High-dose chemotherapy (HDC) strategies were developed to avoid unacceptable neurotoxicity associated with craniospinal irradiation in infants with embryonal brain tumors. However, the impact of molecular and pathological characterizations in such approaches and long-term outcome have not been widely described in young children.Methods.
We retrospectively collected information from seven North American institutions, on young children with medulloblastoma (MB) treated with sequential HDC, as per the CCG 99703 protocol. Data collection included clinical presentation, histology, molecular subgroup, irradiation, ototoxicity, and neurocognitive evaluations.Results.
The cohort included 53 patients diagnosed at a median age of 24 months (2.9–63.2). Seventeen patients (32.1%) had nodular desmoplatic MB, all belonging to the sonic Hedgehog (SHH) subgroup, as did 30% of classic MB. The 5-year progression-free survival (PFS) and overall survival (OS) was 69.6% (±6·9%) and 76.1% (±6.5%), respectively. Seventeen (32.1%) patients received irradiation (nine adjuvant radiotherapy [RT]). Patients with SHH and group 3 MB had a 5-year PFS of 86·2% (±7.4%) and 49·1% (±14%), respectively (P = 0.03). The 5-year PFS radiation free for group 3 MB was 46.4%. Patients with macroscopic metastasis (M2 and M3) had a worst survival. Fifteen (45.5%) patients had significant ototoxicity. Mean Full Scale Intellectual Quotient (FSIQ) for 24 survivors was 91.6 (range 52–119).Conclusions.

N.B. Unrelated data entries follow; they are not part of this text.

PR #1727, opened 2023-07-01
Lemmy 2515 controversial posts and comments

### LINKED ISSUE #1404: Controversal Posts and Comments (UI Side)
### Requirements

This is the UI side of the backend issue [#2515](https://github.com/LemmyNet/lemmy/issues/2515).

Buttons added for sorting by Controversial on Posts and Comments.
Maybe hide them on instances with disabled downvotes.

None

### Additional context

_No response_

iByteABit256:
Closes #1404

Added buttons to be able to sort posts and comments by controversy rank.

(Draft until lint errors are fixed and new buttons are hidden when downvotes are disabled on the Lemmy instance)


bqv:
I don't think this should be added, for ethical reasons.

At very least, instances should opt-in to having it.

iByteABit256:
> I don't think this should be added, for ethical reasons.
> 
> At very least, instances should opt-in to having it.

Can you elaborate on this?

The idea is that you can find the posts with most intense discussion, "grab the popcorn" kind of posts :P

Why is this unethical?

bqv:
Social media has become such a problem globally specifically because of such algorithms as this, that feed into peoples anger, manufacturing discord and dissent. I thought lemmy not having that was an intentional design choice, but I see @dessalines and @Nutomic already seem to support this? I just ask that it be opt-in at least, with a warning to that effect, so not all of lemmy turns into a twitter-like rage machine.

iByteABit256:
Well, it's up to the user to consciously choose to sort by Controversial, so that means that the user is specifically looking for a hot topic with conflicting opinions, the user experience will be completely unaffected if the user doesn't choose that sort option.

It's not like there's an almost sentient algorithm that serves toxic content to the users like on Twitter for example, this is determined purely by the number of upvotes/downvotes and the number of total votes.

Also, keep in mind that this will only be present if downvotes are enabled on the instance.

Still, I'm not against the idea for this to be an opt-in feature though.

ruffsl:
> the user experience will be completely unaffected if the user doesn't choose that sort option.

I think that's not taking into consideration the second or third order effects such a feature would have on a user's experience, even for those that never choose to sort by controversial. A driver could choose to decal their car in rage bating bumper stickers, but it'd be hard to argue it'd have zero effect on the driving experience for those who never use them, as they'ed still have to look at stickers to avoid fender benders in traffic, distracting one's human levels of attention.

> Still, I'm not against the idea for this to be an opt-in feature though.

It would be nice, though I'm not sure how that would shake down in practice across a federated ecosystem. Would another instance have to respect the available sorting from another instance? If a small instance hosting a news community opted out of controversial sorting to curtail argumentative pile-ons, but remote instances with the majority of the subscribers opted in, then I don't think it would be realistically enforceable. I suppose any client/server could already implement any sorting or ranking system regardless, so perhaps this is all moot anyway.

I'm not for or against, just wanted to point out possible side effects.

> Also, keep in mind that this will only be present if downvotes are enabled on the instance.

How does this currently work for federated instances, when the instance that a community is local to has down votes disabled? Do remote users only see downvotes from subscribers on the same remote instance, or does the stock release of Lemmy cordially respect the remote community's settings and similarly disables down votes originating from it's own users, and ignores federated downvotes from other instances towards the same community?

iByteABit256:
I think you're over complicating things. The opt-in would be instance wide not per user, so it would work quite like the downvote button being hidden in some instances and shown in others

ruffsl:
> I think you're over complicating things. The opt-in would be instance wide not per user, ...

Well, the premise of opt-in being per-instance, not federation-wide, was the entire complication the prior comment was pointing out. We can assume user-actions are entirely governed by their local instance, but the same can not be said for the user-experience when their instance is federated. To think - participating in a discussion where other parties are shown a more controversial sorting than your own - would not alter a users experience would be an over simplification.

> ... so it would work quite like the downvote button being hidden in some instances and shown in others

In that respect, could you still share how downvotes work when federated or propagated on a local instance with down votes enabled, when interacting with remote communities where the remote instance has down votes disabled? I've not had the chance to dive deep into both the spec and implementation just yet.

iByteABit256:
The backend serves the API which includes [LocalSite](https://join-lemmy.org/api/interfaces/LocalSite.html), the entity that contains instance configurations like `enable_downvotes` or `private_instance` and more.

The frontend (this one, Jerboa, or any other) uses this API and it's up to it to hide things in certain cases, like the downvote button I mentioned.

Specifically as you can see in my commits, the relevant Controversial Sort components are hidden depending on the value of `enable_downvotes`, so if an instance has them disabled then there's no such thing as Controversial Sort visible anywhere. You can still find the sort results through the API, but the UI simply hides this feature.

bqv:
> In that respect, could you still share how downvotes work when federated or propagated on a local instance with down votes enabled, when interacting with remote communities where the remote instance has down votes disabled? I've not had the chance to dive deep into both the spec and implementation just yet.

As I understand it, downvotes are not federated. That's why this works as a feature-flag at an instance level, whereas obviously controversial sorting has much more dire implications on the whole federal network

iByteABit256:
It's not so obvious to me, what are the dire implications? Can you give a simple example?

bqv:
As the others have vaguely noted, controversial sort is the starting pistol for a race to the bottom in terms of post quality. My lower bar is implementing an opt out because even if this PR doesnt go ahead, the luxury of open source is that someone will implement it somewhere anyway. The ideal however, is that this is not even a feature, because anywhere its implemented risks becoming a source of polarisation for the rest of the network (think, you browse the federated All feed, but with controversial sort). Im not sure what more to add without repeating my first post

iByteABit256:
Note: blocked until [backend side](https://github.com/LemmyNet/lemmy/pull/3205) is merged

SleeplessOne1917 (approved):
LGTM

iByteABit256:
@dessalines reminding this now that the backend side is merged, js client needs to be merged first too

dessalines:
@iByteABit256 Okay new `lemmy-js-client` is deployed: `0.19.0-rc.1`

iByteABit256:
Not sure why yarn lint still failed :/

src/shared/components/post/post.tsx
```diff
@@ -475,6 +475,26 @@ export class Post extends Component<any, PostState> {
           >
             {I18NextService.i18n.t("top")}
           </label>
+          {enableDownvotes(this.state.siteRes) && (
```
dessalines, line 478: Remove this enableDownvotes check, as well as the `hideControversial` props to the other two.

There are a lot of sorts that don't make sense when votes are disabled, not just controversial, so that should be done in a separate PR.

src/shared/components/common/sort-select.tsx
```diff
@@ -7,6 +7,7 @@ import { Icon } from "./icon";
 
 interface SortSelectProps {
   sort: SortType;
+  hideControversial?: boolean;
```
dessalines, line 10: Remove

src/shared/components/common/comment-sort-select.tsx
```diff
@@ -7,6 +7,7 @@ import { Icon } from "./icon";
 
 interface CommentSortSelectProps {
   sort: CommentSortType;
+  hideControversial?: boolean;
```
dessalines, line 10: Remove

dessalines (changes requested):

dessalines (approved):
Looks good, thx!

iByteABit256:
@dessalines can I do something here for the test to pass or should I wait until the appropriate version is reached?

iByteABit256:
mb I fixed it, tests pass now

iByteABit256:
@dessalines reminder, just in case

PR #1721, opened 2023-06-30
Fix date-fns locale import failing for some locales

sunaurus:
I realized that users who are still reporting issues with #1720 all have locales like `fr-FR`, the reason I could not reproduce the issue was that my browser was already setting it to `fr`.

Confirmed with two separate users that this solves the issue.

Fixes #1720

PR #1729, opened 2023-07-01
Add fallback date-fns locale import

sunaurus:
This date-fns locale bug is like a bossfight with multiple phases... hopefully this is the last phase 😅

Previously I fixed:
1. Other locales not loading at all https://github.com/LemmyNet/lemmy-ui/pull/1672
2. Locales like `xx-XX` (eg: `fr-FR`) failing to work, because for these date-fns expects just `xx` https://github.com/LemmyNet/lemmy-ui/pull/1721

These fixed the problem for most users, but turns out there are some locales out there which date-fns simply doesn't have support for. One example: `es-MX`. **For these users, the import still fails and Lemmy is still broken.**

This PR adds a fallback import of `en-US` when the user's locale is not availabe in date-fns.

### DIFF
--- a/src/shared/utils/app/setup-date-fns.ts
+++ b/src/shared/utils/app/setup-date-fns.ts
@@ -1,10 +1,12 @@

This HDC strategy led to an encouraging OS while only 20% of the patients received adjuvant RT. SHH MB, irrespective of histological subgroup, had an excellent outcome. Such intensive therapy may not be needed for this subgroup. Patients with classic histology or group 3 had an encouraging PFS of 58% and 46.4%, respectively, in the absence of adjuvant RT. The neurocognitive profile of the survivors appears to be within the normal range.